The president of the American Jewish Committee challenged the Soviet Union today to grant religious and cultural freedom to its Jewish citizens equal to that existing in Hungary and Rumania.

Morris B. Abram, who returned from a trip to Hungary, Rumania and Israel, told a press conference here that despite the fact that the Hungarian and Rumanian governments are as anti-religious in outlook as the Soviet Union, there is no evidence of serious restrictions in the two smaller Communist countries against the religious and cultural pursuits of the Jewish communities there.

In his report, based on visits to rural areas and meetings with leaders of local Jewish communities, Mr. Abram pointed out that “Hungarian and Rumanian Jews carry on extensive communal life and fully manifest their religious beliefs.” He noted that they have central religious organizations that are allowed to maintain contacts with worldwide Jewish organizations and that they have Jewish schools and publications.
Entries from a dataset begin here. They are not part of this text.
PR #233, opened 2019-12-04
Zachmu/sql batch

zachmu:
Killed off original sql batch inserter and implemented equivalent functionality for new engine.


go/libraries/doltcore/sqle/database.go
```diff
@@ -94,7 +120,8 @@ func (db *Database) GetTableInsensitive(ctx context.Context, tblName string) (sq
 		return nil, false, err
 	}
 
-	return &DoltTable{name: tblName, table: tbl, sch: sch, db: db}, true, nil
+	db.tables[exactName] = &DoltTable{name: exactName, table: tbl, sch: sch, db: db}
```
Hydrocharged: Probably a micro-optimization, but since maps have bitten me in the past, why not make a new variable, assign to it the new `DoltTable`, set the map value, and return the variable? Instead of retrieving from the map again?

go/libraries/doltcore/sqle/sqlbatch_test.go
```diff
@@ -136,34 +137,42 @@ func TestSqlBatchInserts(t *testing.T) {
 	assertRowSetsEqual(t, expectedAppearances, allAppearanceRows)
 }
 
+func drainIter(iter sql.RowIter) error {
+	var returnedErr error
+	for {
+		_, err := iter.Next()
+		if err == io.EOF {
+			return returnedErr
+		} else if returnedErr != nil {
```
Hydrocharged: Should this be `else if returnedErr == nil`? It starts as `nil` at first, so we'd never assign to it.

go/libraries/doltcore/sqle/sqletestutil/executesql.go
```diff
@@ -136,3 +138,15 @@ func ExecuteSelect(root *doltdb.RootValue, query string) ([]sql.Row, error) {
...
 	return rows, nil
 }
+
+func drainIter(iter sql.RowIter) error {
+	var returnedErr error
+	for {
+		_, err := iter.Next()
+		if err == io.EOF {
+			return returnedErr
+		} else if returnedErr != nil {
```
Hydrocharged: Same as above comment.

go/libraries/doltcore/sqle/sqlbatch_test.go
```diff
@@ -188,29 +197,28 @@ func TestSqlBatchInsertIgnoreReplace(t *testing.T) {
...
+
+	_, rowIter, err := engine.Query(sql.NewEmptyContext(), `insert into people (id, first, last, is_married, age, rating, uuid, num_episodes) values
+					(0, "Maggie", "Simpson", false, 1, 5.1, '00000000-0000-0000-0000-000000000007', 677)`)
+	// This won't generate an error until we commit the batch (duplicate key)
+	assert.NoError(t, err)
+	assert.NoError(t, drainIter(rowIter))
+
+	_, _, err = engine.Query(sql.NewEmptyContext(), `insert into people values
+					(2, "Milhouse", "VanHouten", false, 1, 5.1, true, 677)`)
+	assert.Error(t, err)
```
Hydrocharged: The above does not error but this does before the flush? Probably something I'm overlooking...

go/libraries/doltcore/sqle/database.go
zachmu: Good suggestion, done.

go/libraries/doltcore/sqle/sqlbatch_test.go
zachmu: Good catch.

go/libraries/doltcore/sqle/sqlbatch_test.go
zachmu: Added a clarifying comment

PR #235, opened 2019-12-06
Fix typo in README for table import

namdnguyen:
I ran into this typo while using Dolt yesterday. The command keywords were in the incorrect order in the README.


bheni:
Thank you!!!

namdnguyen:
You're welcome! I'm loving how familiar it immediately feels because of the similarly with git.

PR #239, opened 2019-12-09
bats/create-views.bats: Pick up go-mysql-server support for views.

reltuk:


bats/create-views.bats
```diff
@@ -0,0 +1,101 @@
...
+    run dolt sql <<< '
+create view broken as select id from my_users'
+    [ "$status" -eq 1 ]
+    [[ "$output" =~ "table not found: my_users" ]] || false
+}
+
+@test "can create view referencing table" {
+    run dolt sql <<< '
+create table my_users (id int primary key);
+create view will_be_broken as select id from my_users'
```
zachmu: shouldn't be called will_be_broken

PR #245, opened 2019-12-12
change super_schema to use a CommitItr

bheni:


go/libraries/doltcore/doltdb/commit_itr.go
```diff
@@ -0,0 +1,135 @@
...
+	"context"
+	"errors"
+	"github.com/liquidata-inc/dolt/go/store/hash"
+	"github.com/liquidata-inc/dolt/go/store/types"
+)
+
+// CommitItr is an interface for iterating over a set of unique commits
+type CommitItr interface {
+	// Next returns the hash of the next commit, and a pointer to that commit.  Implementations of Next must handle
+	// making sure the list of commits returned are unique.  When complete Next will return hash.Hash{}, nil, nil
```
zachmu: Returning io.EOF is more idiomatic for iterators in go, right?

go/libraries/doltcore/doltdb/commit_itr.go
```diff
@@ -0,0 +1,135 @@
...
+	ddb         *DoltDB
+	rootCommits []*Commit
+	currentRoot int
+
+	added       map[hash.Hash]bool
+	unprocessed []hash.Hash
+	curr        *Commit
+}
+
+// CommitItrForAllBranches returns a CommitItr which will iterate over all commits in all branches in a DoltDB
```
zachmu: Needs more detail about the order that results are returned in. Looks like this is a depth-first ancestor traversal for each top-level ref?

go/libraries/doltcore/doltdb/commit_itr.go
```diff
@@ -0,0 +1,135 @@
...
+		}
+
+		rootCommits = append(rootCommits, cm)
+	}
+
+	cmItr := CommitItrForRoots(ddb, rootCommits...)
+	return cmItr, nil
+}
+
+// CommitItrForRoots will return a
```
zachmu: Suspense is killing me

go/libraries/doltcore/doltdb/commit_itr.go
```diff
@@ -0,0 +1,135 @@
...
+func CommitItrForRoots(ddb *DoltDB, rootCommits ...*Commit) CommitItr {
+	return &commitItr{
+		ddb:         ddb,
+		rootCommits: rootCommits,
+		added:       make(map[hash.Hash]bool, 4096),
+		unprocessed: make([]hash.Hash, 0, 4096),
+	}
+}
+
+// Next returns the hash of the next commit, and a pointer to that commit.  It handles making sure the list of commits
```
zachmu: Probably can omit the comment here, or just refer to the interface method.

go/libraries/doltcore/doltdb/commit_itr.go
```diff
@@ -0,0 +1,135 @@
...
+// returned are unique.  When complete Next will return hash.Hash{}, nil, nil
+func (cmItr *commitItr) Next(ctx context.Context) (hash.Hash, *Commit, error) {
+	for cmItr.curr == nil {
+		if cmItr.currentRoot >= len(cmItr.rootCommits) {
+			return hash.Hash{}, nil, nil
```
zachmu: Same comment about io.EOF

go/libraries/doltcore/doltdb/commit_itr.go
```diff
@@ -0,0 +1,135 @@
...
+
+	numUnprocessed := len(cmItr.unprocessed)
+
+	if numUnprocessed == 0 {
+		cmItr.curr = nil
+		cmItr.currentRoot++
+		return cmItr.Next(ctx)
+	}
+
+	next := cmItr.unprocessed[numUnprocessed-1]
```
zachmu: Any reason to pop off the end of the list like this, instead of FIFO?

bheni: 1. performance.
2. maintain depth first ordering.

go/libraries/doltcore/doltdb/commit_itr.go
bheni: done

go/libraries/doltcore/doltdb/commit_itr.go
bheni: I don't think I want to guarantee an traversal order.  Users should just know they are going to get all unique commits.

go/libraries/doltcore/doltdb/commit_itr.go
bheni: updated

go/libraries/doltcore/doltdb/commit_itr.go
bheni: I think the generated go docs prefer this be here.

go/libraries/doltcore/doltdb/commit_itr.go
bheni: updated

PR #249, opened 2019-12-13
go-mysql-server types

Hydrocharged:


go/libraries/doltcore/sqle/types/types.go
```diff
@@ -96,11 +94,44 @@ func init() {
...
+		sqltypes.Float32: dtypes.FloatKind,
+		sqltypes.Float64: dtypes.FloatKind,
+		sqltypes.Geometry: dtypes.InlineBlobKind,
+		sqltypes.Int16: dtypes.IntKind,
+		sqltypes.Int24: dtypes.IntKind,
+		sqltypes.Int32: dtypes.IntKind,
+		sqltypes.Int64: dtypes.IntKind,
+		sqltypes.Int8: dtypes.IntKind,
+		sqltypes.Null: dtypes.NullKind,
+		sqltypes.Set: dtypes.StringKind,
```
zachmu: Probably should be unsupported

go/libraries/doltcore/sqle/types/types.go
```diff
@@ -96,11 +94,44 @@ func init() {
...
+		sqltypes.Text: dtypes.StringKind,
+		sqltypes.Time: dtypes.InlineBlobKind,
+		sqltypes.Timestamp: dtypes.TimestampKind,
+		sqltypes.TypeJSON: dtypes.InlineBlobKind,
```
zachmu: Should be unsupported

PR #254, opened 2019-12-16
Fix diff where clause

bheni:
Fixes diff where so that you no longer need to use to_col or from_col.

    --where col=val

is evaluated as:

    where to_col=val || from_col=val


timsehn:
<3

timsehn:
BATS test?

timsehn:
Maybe add a from_COLUMN_NAME to_COLUMN_NAME test?

timsehn:
I think this one is good to merge.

Rumania, he said, supports two Yiddish State Theaters and Hungary has a Jewish theological seminary and a Jewish museum.

“If these other Communist nations can respect the religious and cultural rights of the Jews, why can’t the USSR?” Mr. Abram asked, adding: “We are simply asking the Russians to grant the Jews and other observing religious people the rights that are already provided in their constitutions.”

70 JEWISH COMMUNITIES FUNCTION IN RUMANIA, ABRAM REPORTS

Mr. Abram met with Chief Rabbi Moses Rosen, of Rumania, Dr. Seifert Geza, president of the Board of Deputies of Hungarian Jews; and with Dr. Alexander Scheiber,

Rumania has some 70 Jewish communities, he reported, with an estimated 120, 000-130, 000 Jews. In the town of Vaslui, from which Mr. Abram’s father emigrated in 1904, he noted that the Jewish community numbered 4, 000 before the war but that now there were less than 300 Jews in the town with an average of 35 worshipers on a Sabbath, using two synagogues standing side by side.

Mr. Abram said that he regretted the fact that one exception to the freedoms accorded Jews in Hungary and Rumania appeared to be the policy of the two governments not to permit emigration to other countries. The AJCommittee president said that he thought the major reason for the Soviet Union’s failure to provide religious and cultural freedom to Jews was the global power politics of the USSR which included arms shipments to the Arab states and affected that country’s internal policies.

ABRAM DISCUSSES JEWISH IDENTITY IN U.S. WITH ISRAELI LEADERS

In Israel, Mr. Abram met with Prime Minister Levi Eshkol, Foreign Minister Abba Eban and former Prime Minister David Ben-Gurion and other Israeli leaders. He told the Israeli officials that he was gratified to learn that the remaining government restrictions affecting Arab border communities in Israel were to be abolished. He also met with many families from East Europe — especially from the Soviet Union — who hoped that members still separated from them because of the Second World War would be allowed to join them in Israel.

Mr. Abram explained that he had told the Israeli officials that the problem of Jewish identity and of Jewish continuity generally, and the link between Israel and American Jewry in particular, is one of major concern to the American Jewish Committee. Another major concern, he said, is the problem of Soviet Jewry.

The Israeli leaders reviewed with Mr. Abram and reaffirmed an earlier understanding that “the State of Israel represents and speaks only on behalf of its own citizens, and in no way presumes to represent or speak in the name of the Jews who are citizens of any other country,” Mr. Abram said.

In spite of the fact that there is apparently little or no discrimination for against Jews in Hungary and Rumania, Mr. Abram stressed that “Hitler’s decimation has left the once-great Jewish spiritual and intellectual life that was Eastern Europe a mere shadow of its former self, sapped of its vigor and its vitality.” He said that the Jewish communities in the United States and Israel had the commitment and responsibility to establish and maintain the institutions needed to continue Jewish traditions.